# Matthew Palmer Tree & Texture Brushs



## phoffman99 (Aug 24, 2021)

I was trying to order some* Matthew Palmer Tree & Texture Brush - Small and went to the web site. By the time I got thru with the brush cost, the VAT, the shipping and joining his website I was going to spend 4* what the brushes cost.
I am just starting out with water color - is there a more reasonable brand and type to produce the same results?
Thanks.
*


----------



## 3Eggs (Aug 15, 2021)

phoffman99 said:


> I was trying to order some* Matthew Palmer Tree & Texture Brush - Small and went to the web site. By the time I got thru with the brush cost, the VAT, the shipping and joining his website I was going to spend 4* what the brushes cost.
> I am just starting out with water color - is there a more reasonable brand and type to produce the same results?
> Thanks.
> *


There's a Rosemary brush dealer that I've dealt with and they are really knowledgeable. Go to Linen art panels, linen panels, canvas panels, Easyl pochade boxes, Hughes studio easels, Hughes Easels, studio taborets, portable palettes, Rosemary Brushes, US Distributor of Rosemary Brushes, plein air painting supplies.
They are in Texas. I'd call them first. Very cordial.


----------



## 3Eggs (Aug 15, 2021)

3Eggs said:


> There's a Rosemary brush dealer that I've dealt with and they are really knowledgeable. Go to Linen art panels, linen panels, canvas panels, Easyl pochade boxes, Hughes studio easels, Hughes Easels, studio taborets, portable palettes, Rosemary Brushes, US Distributor of Rosemary Brushes, plein air painting supplies.
> They are in Texas. I'd call them first. Very cordial.

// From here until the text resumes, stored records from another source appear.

PR #806, opened 2021-01-05
Computed Attributes

mail2bishnoi:
Hi Anton,

I have implemented the computed attribute screen. Please review and suggest improvements.

the position attribute list is not complete. I have added only three attributes. If the rest of the things are ok then I'll add the remaining attributes.

### DIFF
--- a/modern/src/settings/ComputedAttributePage.js
+++ b/modern/src/settings/ComputedAttributePage.js
@@ -1,0 +1,92 @@
+import React, { useState } from 'react';
+import { Accordion, AccordionSummary, AccordionDetails, makeStyles, Typography,  FormControl, InputLabel, MenuItem, Select, TextField } from "@material-ui/core";
+import t from '../common/localization';
+import EditItemView from '../EditItemView';
+
+import ExpandMoreIcon from '@material-ui/icons/ExpandMore';
+import positionAttributes from '../attributes/positionAttributes';
+
+
+const useStyles = makeStyles(() => ({
+  details: {
+    flexDirection: 'column',
+  },
+}));
+
+const ComputedAttributePage =() => {
+
+  const classes = useStyles();
+  const [item, setItem] = useState();
+  const [key, setKey] = useState();
+
+  const options = Object.entries(positionAttributes).map(([key, value]) => ({
+    key,
+    name: value.name,
+    type: value.type,
+  }));
+
+  return (
+    <EditItemView endpoint="/attributes/computed" item={item} setItem={setItem}>
+      {item &&
+        <Accordion defaultExpanded>
+          <AccordionSummary expandIcon={<ExpandMoreIcon />}>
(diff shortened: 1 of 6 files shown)


modern/src/settings/ComputedAttributePage.js
```diff
@@ -0,0 +1,92 @@
...
+              variant="filled" />
+            <FormControl variant="filled" margin="normal" fullWidth>
+              <InputLabel>{t('sharedAttribute')}</InputLabel>
+              <Select 
+                value={item.attribute || ''} 
+                onChange={(e) => {
+                  const newValue = e.target.value;
+                  const positionAttribute = positionAttributes[newValue];
+                  setKey(newValue);
+                  if(positionAttribute && positionAttribute.type) {
```
tananaev, line 52: Please fix formatting. Also I would recommend extracting this into a separate method. Too much code for inline method.

tananaev (commented):
Added some comments. Can you please also provide screenshots of both screens.

mail2bishnoi:
Hi Anton,

Your suggestions included.
computed_attribute_list

computed_attribute

modern/src/settings/ComputedAttributesPage.js
```diff
@@ -0,0 +1,69 @@
...
+          <TableCell>{t('sharedDescription')}</TableCell>
+          <TableCell>{t('sharedAttribute')}</TableCell>
+          <TableCell>{t('sharedExpression')}</TableCell>
+          <TableCell>{t('sharedType')}</TableCell>
+        </TableRow>
+      </TableHead>
+      <TableBody>
+        {items.map((item) => (
+          <TableRow key={item.id}>
+            <TableCell className={classes.columnAction} padding="none">
```
tananaev, line 43: We only allow admins to create/edit attributes. Can we hide this and add button if the user is not an admin?

tananaev (commented):
One more comment. Everything else looks good.

mail2bishnoi:
Done.

modern/src/settings/ComputedAttributesPage.js
```diff
@@ -40,11 +42,15 @@ const ComputedAttributeView = ({ updateTimestamp, onMenuClick }) => {
       <TableBody>
         {items.map((item) => (
           <TableRow key={item.id}>
-            <TableCell className={classes.columnAction} padding="none">
-              <IconButton onClick={(event) => onMenuClick(event.currentTarget, item.id)}>
-                <MoreVertIcon />
-              </IconButton>
-            </TableCell>
+            {adminEnabled &&
+              (
```
tananaev, line 46: Do we need these brackets? Same question for other places as well.

mail2bishnoi: No. Removed.

tananaev:
Looks good. Merged. Thanks for all the contributions.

Oops-- its windriverarts.com


----------



## phoffman99 (Aug 24, 2021)

Thanks, great selection, just ordered a brush. They are at a convention so I have to wait until they get back to ship it to me.


----------



## Mullanphy (Apr 25, 2020)

phoffman99 said:


> *... - is there a more reasonable brand and type to produce the same results?
> Thanks.*


Have you tried Princeton Brush Company? Excellent quality brushes for all media at reasonable prices and available from most art suppliers. Often available on Amazon at the lowest price.

I am not an affiliate of PBC and do not receive compensation for the many links to their site that I share here. I just happen to really like their brushes.

My go-to watercolor dabbing brush of any size or shape are inexpensive _craft _brushes often sold for working in acrylic paint. I buy the ones with short stiff bristles sometimes called *scruffy *brushes. Plaid and FolkArt come to mind as brands, but an artist can make their own by shortening the bristles on just about any stiff-bristled brush.


----------



## phoffman99 (Aug 24, 2021)

Mullanphy said:


> Have you tried Princeton Brush Company? Excellent quality brushes for all media at reasonable prices and available from most art suppliers. Often available on Amazon at the lowest price.
> 
> I am not an affiliate of PBC and do not receive compensation for the many links to their site that I share here. I just happen to really like their brushes.
> 
> My go-to watercolor dabbing brush of any size or shape are inexpensive _craft _brushes often sold for working in acrylic paint. I buy the ones with short stiff bristles sometimes called *scruffy *brushes. Plaid and FolkArt come to mind as brands, but an artist can make their own by shortening the bristles on just about any stiff-bristled brush.


I was able to get what I wanted at Wind River Arts - Linen art panels, linen panels, canvas panels, Easyl pochade boxes, Hughes studio easels, Hughes Easels, studio taborets, portable palettes, Rosemary Brushes, US Distributor of Rosemary Brushes, plein air painting supplies.


----------



## Mullanphy (Apr 25, 2020)

phoffman99 said:


> I was able to get what I wanted at Wind River Arts - Linen art panels, linen panels, canvas panels, Easyl pochade boxes, Hughes studio easels, Hughes Easels, studio taborets, portable palettes, Rosemary Brushes, US Distributor of Rosemary Brushes, plein air painting supplies.


I was not addressing what you clearly stated in a previous post; that you had obtained what you wanted. 

You asked a question. I provided a valid answer - actually two. If you don't want answers don't ask questions.


----------



## noah (Oct 17, 2020)

I recommend ZenART brushes. Works well with watercolor and gouache. I'm so glad that I bought these brushes, they are much better than the ones I have been using till now...they hold plenty of water, have a good snap, and seem to keep their shape really well.


----------